Accolgo l’appello a candidarmi a presidente del Municipio III dentro a una proposta politica di respiro comunale che costituisca un esperimento nuovo e diverso e che si ispira a questa proposta, metto a servizio di questo progetto il mio profilo politico, maturato anche in questi anni successivi all’esperienza amministrativa nella giunta di Ignazio Marino. Un profilo trasversale che consente di riattivare i sentieri che si sono interrotti, di affrontare con la politica gli errori invece che condannarli all’oblio e attraverso questo di ricostruire sul territorio una rappresentanza politica ampia per contendere al Centro Destra e a Cinque Stelle il governo del Municipio ora e della Città di Roma presto.

Se il mio profilo è considerato di aiuto procediamo in questa direzione e diamo vita alla costruzione di un “collettivo politico per Roma”, un luogo centrale dove si possono ritrovare tutti: chi è già di sinistra, chi viene a sinistra dagli altri luoghi della politica e per chi viene da sinistra [Di_a_Da].

All’ incontro di oggi facciamo seguire una assemblea politica da fare in tempi brevissimi preparandola con un percorso con tutti quelli che ci vogliono stare, tutti, ma proprio tutti. Un momento costitutivo con il contributo delle forze politiche che sono già qui rappresentate e con le altre che stanno lavorando per esserci e con quelli che vorranno esserci e che si vorranno costituire.

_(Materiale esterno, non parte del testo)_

PR #12553, opened 2024-10-04
fix: handle error and revert data in EthEstimateGas and EthCall

### LINKED ISSUE #10311: Eth API: On revert, return data in the error
### Checklist

### Lotus component

- [ ] lotus client
- [X] lotus JSON-RPC API
- [ ] Other

### Improvement Suggestion

JSON-RPC supports an optional `data` field in errors to return additional information. Furthermore, it looks like Ethereum clients _use_ this field to return "revert reasons".

Specifically, we have an error type defined here:

https://github.com/filecoin-project/go-jsonrpc/blob/787a96afc5da60084c97b597b61f0fad18c65a3d/handler.go#L68-L72

```go
type respError struct {
	Code    ErrorCode       `json:"code"`
	Message string          `json:"message"`
	Meta    json.RawMessage `json:"meta,omitempty"`
}
```

We should extend this to:

```go
type respError struct {
	Code    ErrorCode       `json:"code"`
	Message string          `json:"message"`
	Meta    json.RawMessage `json:"meta,omitempty"`
	Data    json.RawMessage `json:"data,omitempty"`
}
```

And provide a way to return said data from a JSON-RPC method. Likely the best way is to define `interface { ErrorData() interface{} }`.

virajbhartiya:
## Related Issues
Closes #10311

## Proposed Changes
Modified `EthCall` and `EthEstimateGas` to handle errors and revert data

## Checklist

- [ ] CI is green

### DIFF
--- a/node/impl/full/eth.go
+++ b/node/impl/full/eth.go
@@ -177,6 +177,15 @@ type EthAPI struct {
 	EthEventAPI
 }
 
+type EthCallError struct {
+	Message string
+	Data    []byte
+}
+
+func (e *EthCallError) Error() string {
+	return e.Message
+}
+
 var ErrNullRound = errors.New("requested epoch was a null round")
 
 func (a *EthModule) StateNetworkName(ctx context.Context) (dtypes.NetworkName, error) {
@@ -1462,10 +1471,14 @@ func (a *EthModule) EthEstimateGas(ctx context.Context, p jsonrpc.RawParams) (et
 		// guts of EthCall). This will give us an ethereum specific error with revert
 		// information.
 		msg.GasLimit = buildconstants.BlockGasLimit
-		if _, err2 := a.applyMessage(ctx, msg, ts.Key()); err2 != nil {
+		invokeResult, err2 := a.applyMessage(ctx, msg, ts.Key())
+		if err2 != nil {
 			err = err2
 		}
-		return ethtypes.EthUint64(0), xerrors.Errorf("failed to estimate gas: %w", err)
+		return ethtypes.EthUint64(0), &EthCallError{
+			Message: fmt.Sprintf("failed to estimate gas: %s", err),
+			Data:    []byte(parseEthRevert(invokeResult.MsgRct.Return)),
+		}
 	}
 
 	expectedGas, err := ethGasSearch(ctx, a.Chain, a.Stmgr, a.Mpool, gassedMsg, ts)
@@ -1613,7 +1626,10 @@ func (a *EthModule) EthCall(ctx context.Context, tx ethtypes.EthCall, blkParam e
 
 	invokeResult, err := a.applyMessage(ctx, msg, ts.Key())
 	if err != nil {
-		return nil, err
+		return nil, &EthCallError{
+			Message: err.Error(),
+			Data:    []byte(parseEthRevert(invokeResult.MsgRct.Return)),
+		}
 	}
 
 	if msg.To == builtintypes.EthereumAddressManagerActorAddr {


virajbhartiya:
@aarshkshah1992 I am using https://github.com/filecoin-project/lotus/blob/0e7292acc708a23ddf238dae3c27767cc6728513/node/impl/full/eth_utils.go#L333 to get the reverted reason for the Data field.

node/impl/full/eth.go
```diff
@@ -177,6 +177,15 @@ type EthAPI struct {
 	EthEventAPI
 }
 
+type EthCallError struct {
+	Message string
+	Data    []byte
+}
+
+func (e *EthCallError) Error() string {
+	return e.Message
```
aarshkshah1992, line 186: But how will the `go-jsonrpc` library extract the data here to then send it to the client ?

aarshkshah1992:
Please see https://filecoinproject.slack.com/archives/CP50PPW2X/p1727757229039759?thread_ts=1727699414.185139&cid=CP50PPW2X

aarshkshah1992:
Best way to test this is to write an itest that deploys a contract that does a divide by 0 (so there's a revert) and see what error you get when you call `EthCall` in your itests for the block which has the execution data for that contract. I think you'll then see what I'm talking about. The client should see the revert reason in the `data` field of the error.

BigLep:
@virajbhartiya: I assume you'll re-request review when you're ready for review again.

virajbhartiya:
Hey @BigLep, yes I'll request a re-review, currently I'm running into a few issues while testing out on devnet so working on fixing those.

akaladarshi:
@aarshkshah1992 me and @virajbhartiya was discussing about returning `execution reverted` as a message and adding reason behind it as data.

The changes I have pushed are not complete, need to get your thoughts on it, then will finish the changes.

aarshkshah1992:
@akaladarshi Would be great to first get this working e2e on a calibnet node and we can then discuss the exact semantics of the error message.

Also, thanks to both for this !

akaladarshi:
> node

@aarshkshah1992 here is the `eth_estimateGas` response after the changes

Screenshot 2024-10-11 at 5 20 04 PM


Here is the response from ethereum node for same data

Screenshot 2024-10-11 at 5 24 44 PM

aarshkshah1992:
@akaladarshi @virajbhartiya Great stuff ! That looks correct. Can you also confirm that we ONLY get this data field for contract reverts and that the response for all other errors is the same as it was before ? Once you confirm that, I think we can implement this for the other API as well. Thanks a lot.

CHANGELOG.md
```diff
@@ -3,6 +3,17 @@
 # UNRELEASED
 
 ## New features
+
+* Add `EthSendRawTransactionUntrusted` RPC method to be used for the gateway when accepting `EthSendRawTransaction` and `eth_sendRawTransaction`. Applies a tighter limit on the number of messages in the queue from a single sender and applies additional restrictions on nonce increments. ([filecoin-project/lotus#12431](https://github.com/filecoin-project/lotus/pull/12431))
```
aarshkshah1992, line 7: You probably need to rebase on master again for all of these to disappear.

chain/types/ethtypes/errors.go
```diff
@@ -0,0 +1,44 @@
...
+}
+
+// ErrorData returns the error data.
+func (e *ExecutionRevertedError) ErrorData() interface{} {
+	return e.Data
+}
+
+// ErrorCode returns the JSON error code for a revert.
+func (e *ExecutionRevertedError) ErrorCode() int {
+	return 3
```
aarshkshah1992, line 34: Why is this hard coded to 3 ?

aarshkshah1992: Don't we have a `Code` field on `ExecutionRevertedError` ? Shouldn't we use that ?

chain/types/ethtypes/errors.go
```diff
@@ -0,0 +1,44 @@
...
+	"golang.org/x/xerrors"
+)
+
+var ErrExecutionReverted = xerrors.New("execution reverted")
+
+// ExecutionRevertedError is an error that occurs when a transaction reverts.
+type ExecutionRevertedError struct {
+	Message string
+	Code    int
+	Meta    []byte
```
aarshkshah1992, line 15: Don't see this `Meta` field being used anywhere. It's neither written to or read from. Should be accepting it in the constructor and setting it ?

go.mod
```diff
@@ -12,6 +12,8 @@ replace github.com/filecoin-project/test-vectors => ./extern/test-vectors // pro
 
 replace github.com/filecoin-project/filecoin-ffi => ./extern/filecoin-ffi // provided via a git submodule
 
+replace github.com/filecoin-project/go-jsonrpc => github.com/virajbhartiya/go-jsonrpc v0.0.0-20241011111701-53eab64ec154
```
aarshkshah1992, line 15: We will need to change this once the `go-jsonrpc` PR lands and we have a release for it.

node/impl/full/eth_utils.go
```diff
@@ -31,6 +31,10 @@ import (
 	"github.com/filecoin-project/lotus/chain/vm"
 )
 
+const (
+	errcodeDefault = -32000
```
aarshkshah1992, line 35: What's this for ? Why did we have to add it ?

itests/fevm_test.go
```diff
@@ -7,14 +7,17 @@ import (
 	"encoding/binary"
 	"encoding/hex"
```
aarshkshah1992, line 8: Why do we have such a large diff in this file ? Can we get rid of all the whitespace changes and only change the test code we need to ? Reviewing diffs like this is tricky.

node/impl/full/eth.go
```diff
@@ -1433,9 +1433,12 @@ func (a *EthModule) applyMessage(ctx context.Context, msg *types.Message, tsk ty
 	}
 
 	if res.MsgRct.ExitCode.IsError() {
-		reason := parseEthRevert(res.MsgRct.Return)
-		return nil, xerrors.Errorf("message execution failed: exit %s, revert reason: %s, vm error: %s", res.MsgRct.ExitCode, reason, res.Error)
+		return nil, ethtypes.NewExecutionRevertedWithDataError(
+			errcodeDefault,
```
aarshkshah1992, line 1437: Shouldn't we pass the exit code on the receipt here ? Why are we passing `errcodeDefault` here ?

node/impl/full/eth.go
```diff
@@ -1612,6 +1623,13 @@ func ethGasSearch(
 }
 
 func (a *EthModule) EthCall(ctx context.Context, tx ethtypes.EthCall, blkParam ethtypes.EthBlockNumberOrHash) (ethtypes.EthBytes, error) {
+	var result ethtypes.EthBytes
+	defer func() {
+		if r := recover(); r != nil {
```
aarshkshah1992, line 1628: What is this for ? Why do we need it ?

node/impl/full/eth.go
```diff
@@ -1628,13 +1646,15 @@ func (a *EthModule) EthCall(ctx context.Context, tx ethtypes.EthCall, blkParam e
 	}
 
 	if msg.To == builtintypes.EthereumAddressManagerActorAddr {
-		// As far as I can tell, the Eth API always returns empty on contract deployment
 		return ethtypes.EthBytes{}, nil
 	} else if len(invokeResult.MsgRct.Return) > 0 {
-		return cbg.ReadByteArray(bytes.NewReader(invokeResult.MsgRct.Return), uint64(len(invokeResult.MsgRct.Return)))
+		result, err = cbg.ReadByteArray(bytes.NewReader(invokeResult.MsgRct.Return), uint64(len(invokeResult.MsgRct.Return)))
```
aarshkshah1992, line 1651: What is this change doing ? I don't see us returning an `ExecutionRevertedError` anywhere.

node/impl/full/eth.go
```diff
@@ -1612,6 +1623,13 @@ func ethGasSearch(
 }
 
 func (a *EthModule) EthCall(ctx context.Context, tx ethtypes.EthCall, blkParam ethtypes.EthBlockNumberOrHash) (ethtypes.EthBytes, error) {
```
aarshkshah1992, line 1625: Where are we returning an `ExecutionRevertedError` in this function ?

aarshkshah1992:
@virajbhartiya @akaladarshi 

Reviewed. Thanks a lot. Also need to rebase this on master and fix the conflicts.

node/impl/full/eth.go
akaladarshi: @aarshkshah1992 
We are returning the `ExecutionRevertedError` from `applyMessage` function directly, so we don't to do it separately.

In `EstimateGas` we are checking separately because of `GasEstimateMessageGas` function also returns an error.

https://github.com/virajbhartiya/lotus/blob/b1c146a3a2f2f9ca0a1c56a7f0ef7bf438a7db59/node/impl/full/eth.go#L1435

node/impl/full/eth.go
akaladarshi: It was added just to add more context in the error:
 `return nil, xerrors.Errorf("failed to read msg recipient: %w", err)`
 
`ExecutionRevertedError` will be returned by the `applyMessage` directly as it was already returning the `execution reverted` error.

itests/fevm_test.go
akaladarshi: It's a linter fix, everywhere there is whitespace after `//`

node/impl/full/eth.go
akaladarshi: @aarshkshah1992 actually there was some confusion about what error code to return because, in ethereum there two different kind of error codes for the same message (execution reverted), In `EthCall` and `EstimateGas` it returns error code `3` and generally while executing message it returns `-3200`.

I will the default error code to `3` for  `EthCall` and `EstimateGas` which we were already returning in `ErrorCode()`

node/impl/full/eth_utils.go
akaladarshi: Will remove it in favor of error code `3` for `EthCall` and `EstimateGas`, but in other places for execution reverted we need to return this(-32000) code.

chain/types/ethtypes/errors.go
akaladarshi: We can remove this as we have Data field now.

chain/types/ethtypes/errors.go
akaladarshi: Yeah this (3) should be default error code for `EthCall` and `EstimateGas`. Will update it.

node/impl/full/eth_utils.go
aarshkshah1992: @akaladarshi But then why was it not a pre-existing code ? How did we handle this before you raised this PR ?

akaladarshi: I have to look into it little bit what exact error code FVM is returning, that's why I asked it in slack (do we have same error code as ethereum): https://filecoinproject.slack.com/archives/CP50PPW2X/p1728633105115299,

Will check this and update it accordingly.

chain/types/ethtypes/errors.go
akaladarshi: Yeah that make sense, So let me confirm once what kind of error codes FVM returns and I will update it accordingly.

node/impl/full/eth_utils.go
aarshkshah1992: Irrespective of what it is returning, let's not change the error codes here. We only want the data field to be in like with ETH here -> everything else should stay the same right ?

aarshkshah1992:
Let's address the current batch of comments for which we have solid answers too @akaladarshi.

For stuff that is still unclear/ambiguous -> we can then request a review from Stebalien 👍

node/impl/full/eth.go
akaladarshi: Removed.

akaladarshi:
@aarshkshah1992 So I have removed all the hardcoded error codes, and I am directly using the FVM returned error code.

Now the only thing we need to answer is whether we should register the `ExecutionRevertedError` with an error code like [this](https://github.com/virajbhartiya/lotus/blob/22d418a7132eb99dbcb4527c47f90b12edd4b9b0/api/api_errors.go#L53).

 - If we do then we can remove the `ErrorWithCode` interface from `go-jsonrpc`.
 - If not then we need to keep it in order to get the code for the `ExecutionRevertedError` error

aarshkshah1992:
@Stebalien Please can you take a look at just the one comment above i.e. https://github.com/filecoin-project/lotus/pull/12553#issuecomment-2414106748 ?

aarshkshah1992:
@akaladarshi Please can you fix the CI ? Looks like it's all red.

virajbhartiya:
@aarshkshah1992 I was fixing a test, I'll check why the CI is failing

Stebalien:
> @Stebalien Please can you take a look at just the one comment above i.e. https://github.com/filecoin-project/lotus/pull/12553#issuecomment-2414106748?

Personally, I'd:

1. Register the error using the existing error registration logic in _this_ PR.
2. If you're up for it, make a new patch that switches to an interface-based version with `ErrorWithCode`. IMO, that's a much better design but it's a larger refactor. I'd rather not use _both_ mechanisms at the same time.

aarshkshah1992:
@Stebalien 

```
Register the error using the existing error registration logic in this PR.
```

Which PR ? Your comment is missing a link.

itests/fevm_test.go
rvagg: if this is from your editor doing this automatically then it's typically good practice to disable that--it's fine to make lint fixes but large diffs like that should be done as a separate PR and not come in with a PR where the changes are unrelated, or at least make them minimal (e.g. it's OK to fix up some of these around the site where you're changing things, but usually not the whole file if you can help it.)

chain/types/ethtypes/errors.go
```diff
@@ -0,0 +1,43 @@
...
+	return e.Data
+}
+
+// ErrorCode returns the JSON error code for a revert.
+func (e *ExecutionRevertedError) ErrorCode() int {
+	return e.Code
+}
+
+// NewExecutionRevertedWithDataError returns an ExecutionRevertedError with the given code and data.
+func NewExecutionRevertedWithDataError(code int, data string) *ExecutionRevertedError {
```
rvagg, line 37: constructor name should match struct name with a `New` in front

chain/types/ethtypes/errors.go
```diff
@@ -0,0 +1,43 @@
+package ethtypes
+
+import (
+	"fmt"
+
+	"golang.org/x/xerrors"
+)
+
+var ErrExecutionReverted = xerrors.New("execution reverted")
```
rvagg, line 9: You've made 2 error objects in this file (this one, and the `struct` that conforms to the interface) and the only time you use this one is for its string in this file and once in the itest. I'd just either use this string, `"execution reverted"` inline in the constructor, or make it a private `const` here. It's OK to expect `ErrorContains` `"execution reverted"` in the test without linking it to an existing const, in fact that's desirable in a test so make sure what you think is a const is actually what you want it to be.

chain/types/ethtypes/errors.go
```diff
@@ -0,0 +1,43 @@
...
+	Message string
+	Code    int
+	Data    string
+}
+
+// Error implements the error interface.
+func (e *ExecutionRevertedError) Error() string {
+	if e.Message == "" {
+		return fmt.Sprintf("json-rpc error %d", e.Code)
+	}
```
rvagg, line 22: do we expect to ever hit this?

maybe we should do away with `Message` entirely and just always return this, make it `("execution reverted: %d", e.Code)`

rvagg: and if we don't hit this code, I wonder what the point of `Code` is, do we use that anywhere?

itests/fevm_test.go
akaladarshi: So generally I try to do `go fmt` in files after changing things that's why sometimes I get large diff, anyway, I will disable it and revert these whitespace changes so we can keep it clean.

chain/types/ethtypes/errors.go
akaladarshi: Yeah so If you look at the `ErrorCode()` function it returns the code, which is basically for not registered errors.

If you look at this comment above I think you will get the idea: https://github.com/filecoin-project/lotus/pull/12553#issuecomment-2414106748
Whatever we decide based on it, we will either remove the code or keep it.

CHANGELOG.md
```diff
@@ -7,6 +7,7 @@
 - Reduce size of embedded genesis CAR files by removing WASM actor blocks and compressing with zstd. This reduces the `lotus` binary size by approximately 10 MiB. ([filecoin-project/lotus#12439](https://github.com/filecoin-project/lotus/pull/12439))
 - Add ChainSafe operated Calibration archival node to the bootstrap list ([filecoin-project/lotus#12517](https://github.com/filecoin-project/lotus/pull/12517))
 - Fix hotloop in F3 pariticpation API ([filecoin-project/lotus#12575](https://github.com/filecoin-project/lotus/pull/12575))
+- Return data with `eth_call` and `eth_estimateGas` APIs `execution reverted` error ([filecoin-project/lotus#12553](https://github.com/filecoin-project/lotus/pull/12553))
```
rvagg, line 10:
```suggestion
- Return a `Data` field from RPC when `eth_call` and `eth_estimateGas` APIs encounter `execution reverted` errors ([filecoin-project/lotus#12553](https://github.com/filecoin-project/lotus/pull/12553))
```

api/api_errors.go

(3) “Rinnoviamo il nostro appello a tutte le realtà sociali, associative ed imprenditoriali, perché contribuiscano a far diventare questo movimento l’avvio di un progetto che sappia ridare orgoglio a chi non vuole rassegnarsi al declino di Roma. Siamo felici che questo percorso abbia innescato una scintilla che sta suscitando una reazione del mondo civico. Le primarie servono a non rinchiudersi nelle sedi di partito, ma a rilanciare un dibattito nei territori, capace di far emergere l’interesse della cittadinanza e l’orgoglio di chi non si rassegna al malgoverno di Roma. Insieme a tutti i nostri iscritti e volontari vogliamo contribuire, al fianco di tutte le altre forze della coalizione che stiamo costruendo, a rendere questo appuntamento un’occasione di incontro e di confronto aperta alla città, una vera e propria festa della democrazia e della partecipazione civica“.